<<<<

PR #1593, opened 2026-02-17
feat(genai): `tools` on `with_structured_output`

mdrxy:
Add a first-class `tools` parameter to `ChatGoogleGenerativeAI.with_structured_output` so users can combine structured output with Google Search (or other grounding tools) in a single call. Previously this required a manual `.bind()` workaround with three separate kwargs — now it's a one-liner on the `json_schema` path.

This will require a docs update.

### DIFF
--- a/libs/genai/langchain_google_genai/chat_models.py
+++ b/libs/genai/langchain_google_genai/chat_models.py
@@ -3268,6 +3268,10 @@ class ChatGoogleGenerativeAI(_BaseGoogleGenerativeAI, BaseChatModel):
         | None = "json_schema",
         *,
         include_raw: bool = False,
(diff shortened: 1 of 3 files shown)


libs/genai/langchain_google_genai/chat_models.py
```diff
@@ -3268,6 +3268,10 @@ def with_structured_output(
         | None = "json_schema",
         *,
         include_raw: bool = False,
+        tools: Sequence[
+            dict[str, Any] | type | Callable[..., Any] | BaseTool | GoogleTool
```
ccurme, line 3272: This is typed as accepting BaseTool, but we don't appear to convert to provider format.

>>>>

[What to do]: Return the total of lines in these records that hold "ChatGoogleGenerativeAI", without any other words.

[Written solution]: 2